What Is DataArts Fabric?

DataArts Fabric (DataArtsFabric) is Huawei Cloud's comprehensive, one-stop platform for data and AI development. It offers full lifecycle management, encompassing data processing, analysis, model fine-tuning, inference, deployment, and rollout. Data engineers, data scientists, and AI application developers can collaborate efficiently using familiar tools within a unified workspace, accelerating workflows from development to production. DataArts Fabric scales automatically to meet demanding application requirements, expanding resources incrementally based on actual needs. It saves up to 50% of costs compared to services with resource pools preset for peak loads.

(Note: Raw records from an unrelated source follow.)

PR #2913, opened 2022-11-16
Improve output on gradle check timeout

andrross:
The result ends up being reported as 'null' when this script times out. Also the output never directly indicates that a timeout occurred, so this commit makes the output more explicit.

---

### DIFF
--- a/scripts/gradle/gradle-check.sh
+++ b/scripts/gradle/gradle-check.sh
@@ -53,19 +53,21 @@ if [ -z "$QUEUE_URL" ] || [ "$QUEUE_URL" != "null" ]; then
             RUNNING=$(curl -s -XGET ${WORKFLOW_URL}api/json | jq --raw-output .building)
         done
 
-        echo "Complete the run, checking results now......"
-        RESULT=$(curl -s -XGET ${WORKFLOW_URL}api/json | jq --raw-output .result)
+        if [ "$RUNNING" = "true" ]; then
+            echo "Timed out"
+            RESULT="TIMEOUT"
+        else
+            echo "Complete the run, checking results now......"
+            RESULT=$(curl -s -XGET ${WORKFLOW_URL}api/json | jq --raw-output .result)
+        fi
 
     fi
 fi
 
 echo "Please check jenkins url for logs: $WORKFLOW_URL"
-
+echo "Result: $RESULT"
 if [ "$RESULT" == "SUCCESS" ] || [ "$RESULT" == "UNSTABLE" ]; then
-    echo "Result: $RESULT"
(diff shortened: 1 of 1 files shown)


kotwanikunal (approved):

peterzhuamazon (changes requested):
The issue with this approach is, it is possible that we have running state = false, while seconds exceeds timeout value.

You would end up with a success test, but still failed due to timeout, as seconds will continue to count.

running=false
seconds=7336
timeout=7200
results=success
return=timeout

That is why my initial approach is to accurately compute the number of timepass, so I can control when to add up the time instead of letting it compute by itself.

Thanks.

peterzhuamazon:
> > I think we can definitely improve the output, but no need to change the structure of the time calculation.
> 
> @peterzhuamazon Good call out. I'm happy to change this back to the way it was, but let me know what you think of the [updated approach](https://github.com/opensearch-project/opensearch-build/compare/0c9f33da7b4036f6967f61ffb429a6026dcb3146..c73182a2ccb44f5d9acf5e2cd66aaf28e69fad26) I just published. It should fix the issue you mentioned. The reason I changed the time calculation is so that the script will print the accurate elapsed time instead of always being 30 seconds ahead.

I think this still needs some testing, as there are cases where timeout reached but then running state changed to false right after, still not safe.

I dont think the 30seconds ahead count is really a big issue tho.
Let's just merge the results changes without touching the time calculation for now.

Thanks,
Peter

scripts/gradle/gradle-check.sh
```diff
@@ -53,19 +53,22 @@ if [ -z "$QUEUE_URL" ] || [ "$QUEUE_URL" != "null" ]; then
...
 fi
 
 echo "Please check jenkins url for logs: $WORKFLOW_URL"
-
+echo "Result: $RESULT"
 if [ "$RESULT" == "SUCCESS" ] || [ "$RESULT" == "UNSTABLE" ]; then
-    echo "Result: $RESULT"
     echo "Get codeCoverage.xml" && curl -SLO ${WORKFLOW_URL}artifact/codeCoverage.xml
-    echo 0
+    exit 0
```
andrross, line 71: I'm assuming `echo 0` was a typo here, though it made no functional difference because the script would exit with a code of 0 anyway.

peterzhuamazon: It is not a typo it is just to print 0 to tell user it is downloading correctly.
Tho that is really a debug msg that kinda leftover.
We can delete this if needed.

peterzhuamazon: We can remove this line no need to reform the exit status to 0.

peterzhuamazon (approved):

PR #2919, opened 2022-11-17
Update manifest workflow to add build_platform

### LINKED ISSUE #2912: [Bug]: Cron created by manifest workflow doesn't have build_platform parameter
### Describe the bug

Our manifest workflow will help us create input manifest and add the build job to our cron once we have a new version from OS or OSD core. e.g. #2894 

However since we start to build for different platform distribution, we would need to add build_platform parameters to trigger the build workflow which our current manifest workflow doesn't have. We would need to manually add the param to the cron in order to trigger it. #2911 

### To reproduce

When we have a new OS or OSD version, run `./manifest.sh update`

### Expected behavior

When the workflow raise the PR, it should also add this param to the cron. For different job type(OS or OSD), it would also add different platform parameter. e.g. for OS it should be `BUILD_PLATFORM=linux macos windows` but for OSD it's `BUILD_PLATFORM=linux windows`

### Host / Environment

_No response_

### Additional context

_No response_

### Relevant log output

_No response_

zelinh:

### Description
Update manifest workflow to add build_platform to cron.

### Issues Resolved
#2912 

### DIFF
--- a/src/manifests_workflow/input_manifests.py
+++ b/src/manifests_workflow/input_manifests.py
@@ -164,7 +164,12 @@ class InputManifests(Manifests):
         with open(jenkinsfile, "r") as f:
             data = f.read()
 
-        cron_entry = f"H 1 * * * %INPUT_MANIFEST={version}/{self.prefix}-{version}.yml;TARGET_JOB_NAME=distribution-build-{self.prefix}\n"
+        build_platform_dict = {"opensearch": "linux macos windows", "opensearch-dashboards": "linux windows"}
+        build_platform = build_platform_dict.get(self.prefix, "linux macos windows")
+
+        cron_entry = f"H 1 * * * %INPUT_MANIFEST={version}/{self.prefix}-{version}.yml;" \
+                     f"TARGET_JOB_NAME=distribution-build-{self.prefix};" \
+                     f"BUILD_PLATFORM={build_platform}\n"
 
         if cron_entry in data:
             raise ValueError(f"{jenkinsfile} already contains an entry for {self.prefix} {version}")
--- a/tests/tests_manifests_workflow/test_input_manifests.py
+++ b/tests/tests_manifests_workflow/test_input_manifests.py
@@ -125,7 +125,8 @@ class TestInputManifests(unittest.TestCase):
         mock_open.assert_has_calls([call(InputManifests.cron_jenkinsfile(), 'w')])
         mock_open.assert_has_calls([call(InputManifests.cron_jenkinsfile(), 'r')])
         mock_open().write.assert_called_once_with(
-            f"parameterizedCron '''\n{' ' * 12}H 1 * * * %INPUT_MANIFEST=0.1.2/test-0.1.2.yml;TARGET_JOB_NAME=distribution-build-test\n"
+            f"parameterizedCron '''\n{' ' * 12}H 1 * * * %INPUT_MANIFEST=0.1.2/test-0.1.2.yml;"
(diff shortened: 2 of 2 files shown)


src/manifests_workflow/input_manifests.py
```diff
@@ -164,7 +164,12 @@ def add_to_cron(self, version: str) -> None:
         with open(jenkinsfile, "r") as f:
             data = f.read()
 
-        cron_entry = f"H 1 * * * %INPUT_MANIFEST={version}/{self.prefix}-{version}.yml;TARGET_JOB_NAME=distribution-build-{self.prefix}\n"
+        build_platform_dict = {"opensearch": "linux macos windows", "opensearch-dashboards": "linux windows"}
+        build_platform = build_platform_dict.get(self.prefix, "linux macos windows")
```
prudhvigodithi, line 168: NIT: Hey @zelinh, thanks for the PR,  can we get set the default to just `linux` ?

gaiksaya: +1 I believe this will fail for 1.x version where windows is not supported yet

zelinh: @prudhvigodithi hi, as the discussion in this issue https://github.com/opensearch-project/opensearch-build/issues/2912, I think having three as default would be the target in long run. We are also planning to support windows for 1.x series but haven't decided which version to start. No strong objective though since this default won't be used in most cases. I would update this to `linux`.

src/manifests_workflow/input_manifests.py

This serverless approach, leveraging shared resource pools for diverse data and AI workloads (including CPU and NPU heterogeneous resources, and shared development/production environments), optimizes resource investment. It enables hybrid offline/online deployment and integrates training with inference, smoothing out peak and trough resource demands and significantly improving utilization. Customers benefit from a frictionless experience with zero resource thresholds, eliminating the need for cluster management and facilitating low-cost experimentation in dynamic business environments.

Architecture

DataArts Fabric offers a high-performance, highly reliable, low-latency, and cost-effective mass storage system. When integrated with Huawei Cloud big data services, it significantly reduces costs and simplifies big data management for enterprises.

SQL engine
DataArts Fabric's distributed SQL engine features layered decoupling of metadata services, computing, caching, and storage, enabling elastic resource allocation at each layer without impacting performance or availability. Statement-level elastic scaling and high-performance distributed analysis engines facilitate TB-level data queries in seconds and PB-level queries in minutes.
Distributed Ray
To overcome distributed computing challenges in data processing and ML/DL workloads, DataArts Fabric supports the Ray framework. This integration offers a unified workflow for data and machine learning engineering. DataArts Fabric Ray's Ray-Data, Ray-Train, and Ray-Serve modules facilitate distributed data preprocessing, model training, and inference services.
Online inference
DataArts Fabric includes a proprietary, high-performance elastic inference engine. Users can deploy inference jobs via the default inference service or by independently deploying custom models.
Heterogeneous resource management
DataArts Fabric offers unified management and allocation of CPU and NPU resources. Resource scheduling is supported at container-level or actor-level granularity. Furthermore, DataArts Fabric provides secure sandboxes for resource isolation and robust fault tolerance.
Multi-semantic cache acceleration
DataArts Fabric delivers cross-engine, multi-modal, and multi-semantic acceleration through various caching mechanisms, including data, model, and checkpoint caches.

Figure 1 Product architecture
Click to enlarge

Access Methods

DataArts Fabric offers multiple access methods:

A web-based management console, HTTPS-based APIs, and SDK clients for seamless compute engine integration.

Management console
DataArts Fabric can be accessed via its management console for managing Ray jobs, SQL jobs, model deployment, and model inference. This enables end-to-end data and AI development directly from the console.
APIs
For integrating DataArts Fabric into third-party systems or for secondary development, use the provided HTTPS APIs.
SDKs
To integrate DataArts Fabric functionalities into third-party systems for secondary development, utilize the SDKs. DataArts Fabric SDKs encapsulate the REST APIs in Python and Java, simplifying development.